Problem requirements: All of the entries need to be copied character for character.

Stored data:
Issue #1040, opened 2024-11-08
Calendar.RecurrenceRule.recurrences(of:in) can find dates excluded by the range


Salynn:
If a recurrence occurs on the upper bound of the limiting range, it is still included in the returned sequence. This violates the definition of Range<T> which states that the range does not include the upper bound. Either the type of the `of` parameter should be a ClosedRange for the current behavior, or the upper bound should be excluded from returned sequence.

```swift
let start = try Date.ISO8601FormatStyle().year().month().day().parse("2024-01-01")
let end = try Date.ISO8601FormatStyle().year().month().day().parse("2024-03-01")
let rule = Calendar.RecurrenceRule(calendar: .current, frequency: .monthly, matchingPolicy: .previousTimePreservingSmallerComponents)
for date in rule.recurrences(of: start, in: start..<end) {
    assert((start..<end).contains(date))
}
```

Expected behavior:
Code executes successfully

Actual behavior:
Code asserts on the last item in the sequence.

Also filed as [FB15728756](https://feedbackassistant.apple.com/feedback/15699570).

Salynn:
Looks like the bug is on [Calendar_Recurrence.swift line 468](https://github.com/swiftlang/swift-foundation/blob/main/Sources/FoundationEssentials/Calendar/Calendar_Recurrence.swift#L468). The conditional check should be `>=` instead of `>`.
I'll see if I can get setup to test the fix and submit a PR.

itingliu:
Fixed in https://github.com/swiftlang/swift-foundation/pull/1041

PR #1041, opened 2024-11-09
Fix upper bound in Calendar.RecurrenceRule.recurrences(of:in:)

Salynn:
This commit fixes the use of the `in:` bound in
Calendar.RecurrenceRule.recurrences(of:in:) to properly exclude the upper bound as revealed by #1040.

### DIFF
--- a/Tests/FoundationEssentialsTests/GregorianCalendarRecurrenceRuleTests.swift
+++ b/Tests/FoundationEssentialsTests/GregorianCalendarRecurrenceRuleTests.swift
@@ -766,4 +766,19 @@ final class GregorianCalendarRecurrenceRuleTests: XCTestCase {
         XCTAssertEqual(results.next(), Date(timeIntervalSince1970: 1695630600.0)) // 2023-09-25T08:30:00-0000
         XCTAssertEqual(results.next(), Date(timeIntervalSince1970: 1695631500.0)) // 2023-09-25T08:45:00-0000
     }
+
+    func testRangeExcludesUpperBounds() {
+        let start = Date(timeIntervalSince1970: 1695304800.0) // 2023-09-21T14:00:00-0000
+        let end   = Date(timeIntervalSince1970: 1697896800.0) // 2023-10-21T14:00:00-0000
+
+        let rule = Calendar.RecurrenceRule(calendar: gregorian, frequency: .monthly)
+
+        let eventStart = Date(timeIntervalSince1970: 1285077600.0) // 2010-09-21T14:00:00-0000
+        let results = Array(rule.recurrences(of: eventStart, in: start..<end))
+
+        let expectedResults: [Date] = [
+            Date(timeIntervalSince1970: 1695304800.0), // 2023-09-21T14:00:00-0000
+        ]
+        XCTAssertEqual(results, expectedResults)
+     }
 }
--- a/Sources/FoundationEssentials/Calendar/Calendar_Recurrence.swift
+++ b/Sources/FoundationEssentials/Calendar/Calendar_Recurrence.swift
@@ -465,7 +465,7 @@ extension Calendar {
                             return nil
                         }
                         if let range = self.range {
-                            if date > range.upperBound {
+                            if date >= range.upperBound {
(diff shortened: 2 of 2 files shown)


Salynn:
@swift-ci please test

Tests/FoundationEssentialsTests/GregorianCalendarRecurrenceRuleTests.swift
```diff
@@ -739,4 +739,16 @@ final class GregorianCalendarRecurrenceRuleTests: XCTestCase {
...
+    func testRangeExcludesUpperBounds() {
+         let start = Date(timeIntervalSince1970: 1695304800.0) // 2023-09-21T14:00:00-0000
+         let end   = Date(timeIntervalSince1970: 1729519200.0) // 2024-10-21T14:00:00-0000
+
+         let rule = Calendar.RecurrenceRule(calendar: gregorian, frequency: .monthly)
+
+         let eventStart = Date(timeIntervalSince1970: 1285077600.0) // 2010-09-21T14:00:00-0000
+         let results = Array(rule.recurrences(of: eventStart, in: start..<end))
+
+        XCTAssertNotEqual(results.last!, end)
```
itingliu, line 752: Instead of doing XCTAssertNotEqual, can you XCTAssertEqual what the last result should be?

Salynn: I can, but that changes the intent of the test, which is to ensure that `end` is not part of the recurrence. What the last value is doesn't actually matter for the purpose of this test.

Salynn: How about change the assertion to `XCTAssertLessThan`?

itingliu: I understand what you want to test, but this line, `XCTAssertNotEqual(results.last!, end)`, alone can mean anything if I hadn't looked at the code change. For example, this assert would pass if `results` is just an arbitrary value. Same goes with `XCTAssertLessThan`.

Also, instead of force unwrapping `results.last!`, it's useful to write it as `XCTUnwrap` instead of just force unwrapping it so we get a nice test report if it fails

Exercise result:
Issue #1040, opened 2024-11-08
Calendar.RecurrenceRule.recurrences(of:in) can find dates excluded by the range


Salynn:
If a recurrence occurs on the upper bound of the limiting range, it is still included in the returned sequence. This violates the definition of Range<T> which states that the range does not include the upper bound. Either the type of the `of` parameter should be a ClosedRange for the current behavior, or the upper bound should be excluded from returned sequence.

```swift
let start = try Date.ISO8601FormatStyle().year().month().day().parse("2024-01-01")
let end = try Date.ISO8601FormatStyle().year().month().day().parse("2024-03-01")
let rule = Calendar.RecurrenceRule(calendar: .current, frequency: .monthly, matchingPolicy: .previousTimePreservingSmallerComponents)
for date in rule.recurrences(of: start, in: start..<end) {
    assert((start..<end).contains(date))
}
```

Expected behavior:
Code executes successfully

Actual behavior:
Code asserts on the last item in the sequence.

Also filed as [FB15728756](https://feedbackassistant.apple.com/feedback/15699570).

Salynn:
Looks like the bug is on [Calendar_Recurrence.swift line 468](https://github.com/swiftlang/swift-foundation/blob/main/Sources/FoundationEssentials/Calendar/Calendar_Recurrence.swift#L468). The conditional check should be `>=` instead of `>`.
I'll see if I can get setup to test the fix and submit a PR.

itingliu:
Fixed in https://github.com/swiftlang/swift-foundation/pull/1041

PR #1041, opened 2024-11-09
Fix upper bound in Calendar.RecurrenceRule.recurrences(of:in:)

Salynn:
This commit fixes the use of the `in:` bound in
Calendar.RecurrenceRule.recurrences(of:in:) to properly exclude the upper bound as revealed by #1040.

### DIFF
--- a/Tests/FoundationEssentialsTests/GregorianCalendarRecurrenceRuleTests.swift
+++ b/Tests/FoundationEssentialsTests/GregorianCalendarRecurrenceRuleTests.swift
@@ -766,4 +766,19 @@ final class GregorianCalendarRecurrenceRuleTests: XCTestCase {
         XCTAssertEqual(results.next(), Date(timeIntervalSince1970: 1695630600.0)) // 2023-09-25T08:30:00-0000
         XCTAssertEqual(results.next(), Date(timeIntervalSince1970: 1695631500.0)) // 2023-09-25T08:45:00-0000
     }
+
+    func testRangeExcludesUpperBounds() {
+        let start = Date(timeIntervalSince1970: 1695304800.0) // 2023-09-21T14:00:00-0000
+        let end   = Date(timeIntervalSince1970: 1697896800.0) // 2023-10-21T14:00:00-0000
+
+        let rule = Calendar.RecurrenceRule(calendar: gregorian, frequency: .monthly)
+
+        let eventStart = Date(timeIntervalSince1970: 1285077600.0) // 2010-09-21T14:00:00-0000
+        let results = Array(rule.recurrences(of: eventStart, in: start..<end))
+
+        let expectedResults: [Date] = [
+            Date(timeIntervalSince1970: 1695304800.0), // 2023-09-21T14:00:00-0000
+        ]
+        XCTAssertEqual(results, expectedResults)
+     }
 }
--- a/Sources/FoundationEssentials/Calendar/Calendar_Recurrence.swift
+++ b/Sources/FoundationEssentials/Calendar/Calendar_Recurrence.swift
@@ -465,7 +465,7 @@ extension Calendar {
                             return nil
                         }
                         if let range = self.range {
-                            if date > range.upperBound {
+                            if date >= range.upperBound {
(diff shortened: 2 of 2 files shown)


Salynn:
@swift-ci please test

Tests/FoundationEssentialsTests/GregorianCalendarRecurrenceRuleTests.swift
```diff
@@ -739,4 +739,16 @@ final class GregorianCalendarRecurrenceRuleTests: XCTestCase {
...
+    func testRangeExcludesUpperBounds() {
+         let start = Date(timeIntervalSince1970: 1695304800.0) // 2023-09-21T14:00:00-0000
+         let end   = Date(timeIntervalSince1970: 1729519200.0) // 2024-10-21T14:00:00-0000
+
+         let rule = Calendar.RecurrenceRule(calendar: gregorian, frequency: .monthly)
+
+         let eventStart = Date(timeIntervalSince1970: 1285077600.0) // 2010-09-21T14:00:00-0000
+         let results = Array(rule.recurrences(of: eventStart, in: start..<end))
+
+        XCTAssertNotEqual(results.last!, end)
```
itingliu, line 752: Instead of doing XCTAssertNotEqual, can you XCTAssertEqual what the last result should be?

Salynn: I can, but that changes the intent of the test, which is to ensure that `end` is not part of the recurrence. What the last value is doesn't actually matter for the purpose of this test.

Salynn: How about change the assertion to `XCTAssertLessThan`?

itingliu: I understand what you want to test, but this line, `XCTAssertNotEqual(results.last!, end)`, alone can mean anything if I hadn't looked at the code change. For example, this assert would pass if `results` is just an arbitrary value. Same goes with `XCTAssertLessThan`.

Also, instead of force unwrapping `results.last!`, it's useful to write it as `XCTUnwrap` instead of just force unwrapping it so we get a nice test report if it fails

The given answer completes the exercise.